Um den Bezug zur Gegenwart greifbar zu machen, ist Oliver Stone nicht verlegen darum, möglichst plakative Bilder sprechen zu lassen. Von der heimlich mitfilmenden Webcam am Laptop über die an mehreren Beispielen veranschaulichten Gefahren der Social-Media-Vernetzung bis hin zur Verwendung einfachster Abhörtechnik drückt der Regisseur seinem Film einen verallgemeinernden Stempel auf. Dass all diese Gefahren existieren, ist nicht zu leugnen. Auch mit dem Bezug auf die Figur Edward Snowden war von einer derartigen Ballung solcher Motive auszugehen. Doch spätestens, wenn der von Rhys Ifans („Alice im Wunderland: Hinter den Spiegeln“) gespielte CIA-Agent Corbin O’Brien in Form eines überdimensionalen Hologramms Drohungen gegen Snowden ausspricht, übertreibt es Oliver Stone mit seinem paranoiden Vorschlaghammer. In kleinen Details funktioniert das allgegenwertige Gefühl der Überwachung viel besser: Wenn sich Edward Snowden für seine Passwort-Eingabe am Laptop unter einer Decke versteckt, ist die hier an den Tag gelegte Selbstverständlichkeit deutlich vielsagender, als die stete „Wir werden alle überwacht!“-Beschallung. Insofern ist Oliver Stone für die Regieführung in „Snowden“ vielleicht doch nicht die beste Wahl gewesen. Stone mag zwar laut sein und inbrünstig für seine politischen Vorstellungen einstehen, doch „Citizenfour“ war ja vor allem deshalb so stark, weil die Macher die Figur des Edward Snowden für sich sprechen ließen. Das permanente Unterstreichen der von ihm entlarvten Missstände, hatte es in der Dokumentation gar nicht gebraucht.

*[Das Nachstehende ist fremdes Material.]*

PR #3033, opened 2025-10-20
Unload expired sessions from store

lisbet-alvarez:
# Description

Expired sessions get cleaned up after a while and the ember data store might still have them cached (unless there was a hard refresh) which will lead to inaccurate display of "Active sessions" on a target list page because we use `peekAll` to display active sessions. This is only an issue with the ember data store, the sqlite db correctly removes terminated sessions using `removed_ids` field from the API when those sessions get cleaned up. Therefore, this PR unloads sessions  in the targets route model hook before making API queries so that any removed/terminated sessions get cleaned up from our ember data cache.

Issue seen in Admin UI:

https://github.com/user-attachments/assets/63e88056-04bc-4835-aee1-45d0f65d6e72

Issue seen in Desktop UI:

https://github.com/user-attachments/assets/41772f48-3622-4cc2-b82a-0b42ffbd89ee

## How to Test

1. Start a short sessions (quick expiration) by connecting to a target.
2. Navigate to targets list page, validate that "Active Sessions" correctly shows on the target.
3. Navigate to sessions list page, and wait until "No Sessions Available" because then we know the session got removed & terminated through expiration.
4. Navigate to targets list page, validate that "Active Sessions" column shows nothing.

## Checklist

## PCI review checklist

### DIFF
--- a/addons/core/addon/components/filter-tags/index.js
+++ b/addons/core/addon/components/filter-tags/index.js
@@ -17,16 +17,27 @@ export default class FilterTagsIndexComponent extends Component {
 
   get filters() {
     const { allFilters, selectedFilters } = this.args.filters;
-    return Object.entries(allFilters).flatMap(([key, value]) => {
-      assert(`Tags must be an array for key ${key}`, Array.isArray(value));
-      const paramsSet = new Set(selectedFilters[key]);
-      const filters = value.filter((item) => paramsSet.has(item.id));
+    return Object.entries(allFilters).flatMap(([key, values]) => {
+      assert(`Tags must be an array for key ${key}`, Array.isArray(values));
+      const uniqueSelectedFilters = [...new Set(selectedFilters[key])];
+      if (!uniqueSelectedFilters.length) {
+        return [];
+      }
 
-      return filters.map((item) => ({
-        id: item.id,
-        name: item.name,
-        type: key,
-      }));
+      const valueMap = new Map(values.map((value) => [value.id, value.name]));
+
+      return uniqueSelectedFilters.filter(Boolean).map((item) => {
+        const filter = {
+          id: item,
+          type: key,
+        };
+
+        if (valueMap.has(item)) {
+          filter.name = valueMap.get(item);
+        }
+
+        return filter;
+      });
     });
   }
 
--- a/addons/core/tests/integration/components/filter-tags/index-test.js
+++ b/addons/core/tests/integration/components/filter-tags/index-test.js
@@ -22,4 +22,14 @@ module('Integration | Component | filter-tags/index', function (hooks) {
 
     assert.dom('.hds-tag__text').hasText('Project 1');
   });
+
+  test('it renders id if allFilter does not have corresponding value', async function (assert) {
+    this.set('filter', {
+      allFilters: { scopes: [{ id: '2', name: 'Project 2' }] },
+      selectedFilters: { scopes: ['1'] },
+    });
+    await render(hbs`<FilterTags @filters={{this.filter}} />`);
+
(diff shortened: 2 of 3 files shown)


ui/admin/app/routes/scopes/scope/targets/index.js
```diff
@@ -147,7 +151,7 @@ export default class ScopesScopeTargetsIndexRoute extends Route {
               },
             },
           },
-          { pushToStore: true, peekDb: true },
+          { peekDb: true },
```
ZedLi: Wouldn't we still need `pushToStore` since the original issue was that we weren't updating the sessions properly in the store? If we're unloading now, this `store.query` is unneeded now right?

lisbet-alvarez: Removal of `pushToStore` was mainly because its  set to `true` by [default](https://github.com/hashicorp/boundary-ui/blob/25f015b179bfa9f017e3b7e730d1adfe03a91616/addons/api/addon/handlers/sqlite-handler.js#L35). Ya ur right that extra query is uneeded now.

ui/admin/app/routes/scopes/scope/targets/index.js
```diff
@@ -92,8 +92,12 @@ export default class ScopesScopeTargetsIndexRoute extends Route {
       });
 
       if (this.can.can('list model', scope, { collection: 'sessions' })) {
+        // Before querying sessions, unload sessions currently stored in ember data store
+        // so that we remove any expired sessions that still might be cached.
+        this.store.unloadAll('session');
```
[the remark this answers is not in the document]
lisbet-alvarez: Yup that is correct, we don't properly clean up the data store. I imagine ur right in this being an issue for all resources  where it doesn't get directly removed using `destroyRecord`. Ill update to perform the cleanup in the handler instead.

addons/api/addon/handlers/sqlite-handler.js
```diff
@@ -233,6 +228,19 @@ export default class SqliteHandler {
 
     const { data: payloadData } = normalizedPayload;
 
+    // Remove any records from the DB if the API indicates they've been deleted
+    // Additionally remove deleted records from ember data store for symmetry
+    if (payload.removed_ids?.length > 0) {
+      await this.sqlite.deleteResource(type, payload.removed_ids);
+
+      payload.removed_ids.forEach((id) => {
```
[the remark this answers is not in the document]
lisbet-alvarez: ah yup good point

ZedLi (dismissed):
Works as expected, thanks for this fix!

cameronperera (approved):

priya-patel04 (approved):
Thanks for the fix!

ui/desktop/app/routes/scopes/scope/projects/targets/index.js
```diff
@@ -183,6 +185,27 @@ export default class ScopesScopeProjectsTargetsIndexRoute extends Route {
...
+        );
+        const removedSessions = storedSessionIds.difference(
+          allAssociatedSessionIds,
+        );
+        removedSessions.forEach((id) => {
+          const record = this.store.peekRecord('session', id);
+          this.store.unloadRecord(record);
+        });
+      }
+
```
lisbet-alvarez: I removed the `unloadAll('session')` and opted to removing only particular records for the loaded page (max 50 targets per page) instead since unloading all sessions would also unload attached proxy details for each session even if its still active/pending.

hashicc (approved):
Good catch, thanks for the changes!

ZedLi (approved):

PR #3034, opened 2025-10-24
feat: 🎸 preferred clients section on settings page

priya-patel04:
# Description
Adds a new Preferred Clients section on Settings Page.

 :tickets: [Jira ticket](https://hashicorp.atlassian.net/browse/ICU-17885)

### Mac:

https://github.com/user-attachments/assets/a2ed7940-90e5-4f15-acf8-d658cc276f2d

Screenshot 2025-10-27 at 1 21 26 PM

#### None detected:

https://github.com/user-attachments/assets/7e6ebe38-8f88-40d7-ae17-e64ed58946fe

### Windows:

https://github.com/user-attachments/assets/47c92850-c2c1-4362-9d1e-6944f7bb77ff

Screenshot 2025-10-27 at 1 25 33 PM

#### None detected:

https://github.com/user-attachments/assets/9750183b-9630-45fc-ab2d-b82d41bc20ce

## How to Test

1.  Navigate to Settings page and verify a new Preferred Clients section is rendered
      - Mac: Windows App should be selected by default as your preferred client
      - Windows: Mstc should be selected by default as your preferred client
2. Test updating your preferred client to None. Reopen the app and verify None selection persists.
3. Verfiy electron stores/update preferred client selection in the config:
      - Mac: /Library/Application Support/Boundary/config.json
      - Windows: \AppData\Roaming\Boundary\config.json

## Checklist

## PCI review checklist

### DIFF
--- a/ui/desktop/tests/acceptance/projects/targets/target-test.js
+++ b/ui/desktop/tests/acceptance/projects/targets/target-test.js
@@ -162,8 +162,8 @@ module('Acceptance | projects | targets | target', function (hooks) {
     this.stubCacheDaemonSearch('sessions', 'targets', 'aliases', 'sessions');
 
     // mock RDP service calls
-    let rdpService = this.owner.lookup('service:rdp');
-    sinon.stub(rdpService, 'initialize').resolves();
+    this.rdpService = this.owner.lookup('service:rdp');
+    sinon.stub(this.rdpService, 'initialize').resolves();
   });
 
   test('user can connect to a target with an address', async function (assert) {


hashicc (changes requested):
This looks great! Would this work already with a test desktop client build? I can give that a try tomorrow if so.

My feedback is:
* another test (or test assertion in the existing test) to check that the data is responding from the `change` event
* try and assign these known set of values to constants that are exported from the best source module (maybe `ui/desktop/app/services/rdp.js`)

ui/desktop/app/components/settings-card/preferred-clients/index.hbs
```diff
@@ -0,0 +1,60 @@
...
+        (hash
+          label=(t 'settings.preferred-clients.table.header.protocol')
+          width='50%'
+        )
+        (hash
+          label=(t 'settings.preferred-clients.table.header.client') width='50%'
+        )
+      }}
+    >
+      <:body as |B|>
```
DhariniJeeva: I noticed that `none detected. we recommend windows app` option from figma is missing. should we add support for that option here?

addons/api/mirage/scenarios/ipc.js
```diff
@@ -248,6 +248,14 @@ export default function initializeMockIPC(server, config) {
     resumeClientAgent() {}
     hasRunningSessions() {}
     stopAll() {}
+    getRdpClients() {
+      return ['windows-app', 'none', 'mstsc'];
```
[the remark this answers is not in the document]
hashicc: It would be a heavier lift to try and make it sharable between ember and node right now as you've discovered. We also generally have kept the electron code as a separate pnpm workspace so logically it's probably best to keep them separated. Any defined constants we'll have to keep duplicated: once in the desktop (for this PR) and then again within `electron-app`

ui/desktop/app/components/settings-card/preferred-clients/index.hbs
```diff
@@ -0,0 +1,80 @@
...
+              <Hds::Text::Body>
+                {{t
+                  'settings.preferred-clients.table.data.clients.none-detected'
+                }}
+                <Hds::Link::Inline
+                  @href={{this.rdp.recommendedRdpClient.link}}
+                  @isHrefExternal={{true}}
+                >
+                  {{t
+                    (concat
```
hashicc: This probably isn't as big of a deal since we haven't actually translated our app to anything except english, but the interpolated variable for a translation should be part of the translation: `None detected. We recommend {rdpClientAppName}`, this allows the translation to move the `{rdpClientAppName}` as needed depending on the language

addons/core/translations/en-us.yaml
```diff
@@ -141,6 +141,21 @@ settings:
...
+      header:
+        protocol: Protocol
+        client: Client
+      data:
+        protocols:
+          windows-rdp: Windows RDP
+        clients:
+          none: None
+          mstsc: Remote Desktop Connection (mstsc)
+          windows-app: Windows App
```
hashicc: Maybe you've already done this, but it might be good to double-check with product and/or our documentation site that we're consistent with the naming of how we refer to these rdp clients

ui/desktop/tests/integration/components/settings-card/preferred-clients-test.js
```diff
@@ -0,0 +1,89 @@
...
+      await render(hbs`<SettingsCard::PreferredClients />`);
+
+      assert
+        .dom('.hds-table tbody tr td:first-child')
+        .hasText('Windows RDP', 'Protocol is rendered');
+      assert
+        .dom('select option:checked')
+        .hasText('Windows App', 'Preferred client is selected');
+
+      let select = find('select');
```
hashicc: We should use the test helpers to drive the UI to manage the select instead of accessing the DOM directly and setting its value. Try out the [`select` helper](https://github.com/emberjs/ember-test-helpers/blob/master/API.md#select)

ui/desktop/app/services/rdp.js
```diff
@@ -52,19 +69,54 @@ export default class RdpService extends Service {
...
+      }
       return this.rdpClients;
     }
     try {
       this.rdpClients = await this.ipc.invoke('getRdpClients');
+      if (
+        this.rdpClients.length === 1 &&
+        this.rdpClients[0] === RDP_CLIENT_NONE
+      ) {
+        await this.setRecommendedRdpClient();
```
hashicc: Would this get called? since line 71 is already checking for `(this.rdpClients.length > 0` and then returning on line 80?

hashicc (changes requested):
I think the logic around getting the clients could be less coupled in how it's set up. Also if the methods have several conditions in a service and they're not exercised by the rendering or acceptance tests it would be good to have unit tests around them. 

I think there are some cases here that might need a few acceptance since they rely on certain state being set in the `beforeModel` hook and it would be good to ensure that the data coming from ipc is set up on the rdp service and then seen on the settings. That could be done up in a follow-up PR though.

ui/desktop/app/components/settings-card/preferred-clients/index.hbs
priya-patel04: I was debating to keep the rdp client name as variable, as we also have a link associated with it. But we can use `htmlSafe` and pass link variable as well. Will update it. Thanks!

ui/desktop/app/services/rdp.js
priya-patel04: `setRecommendedRdpClient` would get called once in the application route when we call `getRdpClients` as initially the this.rdpClients is empty. And once the value is cached, we simply return this.rdpClients on line 80.

But I do agree it make sense to set recommended rdp client explicity and ideally initialize all the required data in one go.

DhariniJeeva (approved):

PR #3050, opened 2025-11-04
fix: 🐛 Fix filters sometimes not being displayed

ZedLi:
# Description
One of the changes that was made in https://github.com/hashicorp/boundary-ui/pull/2981 was not retrieving all resources for the dropdown filters. This had an unintended consequence when displaying the selected filters as it's possible for the selected filter to not be in the list of `allFilters`. 

There's two main scenarios this happens (the prerequisite is having more filter options than we display which is 250):
1. When filtering down the dropdown filters which means it might not be in the allFilters options. This was fixed by keeping track of all the searched options to be able to display.
2. A user uses a query string or bookmarked a URL and goes to it directly. If the option isn't in the initial load, we won't have the actual option. In this case, I changed it to at least just display the ID instead of not showing up at all. Otherwise I'd have to load these selected options separately from the initial load which doesn't seem worth for this edge case.

Before:

https://github.com/user-attachments/assets/0bcd4542-8a06-4462-be4d-fd5dd080be96

After:

https://github.com/user-attachments/assets/a598487f-56ec-45fc-845d-b5b5e06ced1d

## How to Test
Use this [cluster](http://boundary-alb-voqbvgzg-1131911519.us-east-1.elb.amazonaws.com:9200). Try applying different searches for the target dropdown and confirm that the filter tags always appear.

Fazit: „Snowden“ ist zweifelsohne ein wichtiger Film, der abseits der herausragenden Schauspielleistungen Joseph Gordon-Levitts seiner Bedeutung qualitativ nicht gerecht wird. Oliver Stone inszeniert die Geschichte um den Whistleblower Edward Snowden als weitestgehend austauschbare Liebesgeschichte, deren Seichtheit der ernsten Überwachungsthematik immer wieder im Wege steht.

„Snowden“ ist ab dem 22. September in den deutschen Kinos zu sehen.